An IT team must weigh two important questions before it implements a hybrid cloud strategy. How should it reorganize on-premises assets, and how should it build an application architecture and deployment model?
IT teams can't have a successful hybrid cloud without addressing these two questions, and they'll need to do so in one coordinated strategy that involves several important decisions. Let's walk through some of those choices to help your team plan for its hybrid cloud environment.
Establish your API DMZ
A good hybrid cloud strategy assumes that the public cloud provides front-end application support, including information support designed to stimulate or enhance a transactional application. The transactional application is most likely to run in the data center, which means the data center has to expose APIs to which a cloud front end can reasonably connect.
The first step is to define, secure and expose the proper APIs to link the cloud and data center. Think of this hybrid cloud boundary as a demilitarized zone (DMZ), a place that has its own rules, but also has to support both worlds and in some cases be a part of each one. These APIs are the border in the middle of the DMZ.
This article is part of
APIs also represent a kind of functional handoff between the cloud and the data center. Cloud-architected and deployed resources are on one side of the APIs; on the other side of the DMZ, the core business applications that policy, costs and other factors stay on premises. This exposes features that the cloud can utilize without requiring any changes to your core applications. This way, development in the cloud and data center remain partitioned.

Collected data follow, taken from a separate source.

PR #134, opened 2024-07-19
Introduce pre commit

schuellerf:
Trigger was #133 where `Schutzfile` had a typo and it took a while to find it

### DIFF
--- a/.github/workflows/auto_update.yml
+++ b/.github/workflows/auto_update.yml
@@ -1,9 +1,9 @@
 name: Update DB
 
-on:
+on:  # yamllint disable-line rule:truthy
   workflow_dispatch:
   schedule:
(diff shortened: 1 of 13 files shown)


schuellerf:
To test, this should be sufficient:
```
pip install pre-commit
pre-commit install  # this is global
```
then mess with Schutzfile and try to commit locally

schuellerf:
btw. we can also integrate this check in github like so:
https://github.com/osbuild/.github/blob/main/.github/workflows/pre-commit.yml#L20
(preferably with an up to date version :-D )

thozza (approved):
The change looks OK. I'm wondering if it would make sense to run tests, which are performed by the pre-commit config but missing in GH actions, as part of PRs? 

Mostly to prevent introducing new issues and makinbg life of anyone using the pre-commit hooks harder.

You can also decide where exactly to draw that line. Higher-level, abstracted APIs limit the changes that can be made in the cloud. Alternatively, you could expose lower-tier APIs, perhaps all the way down to database access and update layers. This exports a lot of customization work to the cloud but also creates security and compliance risks that will have to be mitigated.
Unlock scalability with hybrid cloud containers
Once you've established your API DMZ, you need to ensure your data center can accommodate the scalability and resiliency of the cloud.
Public clouds can quickly add instances as load increases and replace failed components, but it doesn't make sense to build a 10-lane superhighway if it empties onto a two-lane dirt road, i.e., your ill-prepared data center. So, as you incorporate greater scalability with your public cloud component, you'll need to account for the scalability in the components that are exposed through your DMZ APIs.
At this point, you'll need to define a resource pool and create components that can accommodate your scaling demands, such as load balancers and a form of state control. You also need a scheduler to operate across the resource pool you've created. You can address all these requirements with a single core concept -- container hosting.
Containers provide an efficient strategy for virtualization since you can host more of them on a server than you can with VMs. Containers are easy to deploy in the data center, even for legacy applications, and they are suitable for all forms of stateful and scalable application models. In the cloud, you can deploy your own container system on compute instances, or you can use a cloud provider's managed container system. Best of all, there are many ways of harmonizing your cloud and data center environments through containers.
Kubernetes is the go-to container scheduling and orchestration tool, and it's equally suitable for private data centers or public clouds. There are a number of Kubernetes sources, such as Google's Anthos, IBM's Kabanero, VMware's Topaz and Red Hat's OpenShift, that can support hybrid orchestration and scheduling, even across the previously discussed API DMZ.
Prepare your cross-environment orchestration
The next important consideration is cross-boundary orchestration and scheduling. You need to decide if your scalable DMZ components will be bound to the cloud, or whether you can schedule components across that boundary. If you choose the latter, then the data center and the cloud can back each other up or provide additional resources as needed.
The use of Kubernetes for both the cloud and the data center enables the most robust and flexible option for cloud bursting and for using cloud and data center resources as backup should something fail. If data center and cross-boundary scalability is important to you, you'll want to organize and partition your servers to optimize for it.
The servers that host your containers as part of this scalable resource pool should be located nearest to the users' internet connections for minimum latency and optimum performance. Their configurations should be standardized as much as possible, and the application components themselves shouldn't use resources that won't be widely available in either your public or private environments. This will improve the overall efficiency of your resource pool.
The deeper you extend your DMZ into the data center, the more important it will be to adopt a container strategy for deploying and scheduling components. Even applications that don't need to scale will benefit from this approach because it will harmonize operations practices and lower operational costs. It will also prepare your organization for a deeper commitment to the public cloud, as your hybrid cloud experience evolves.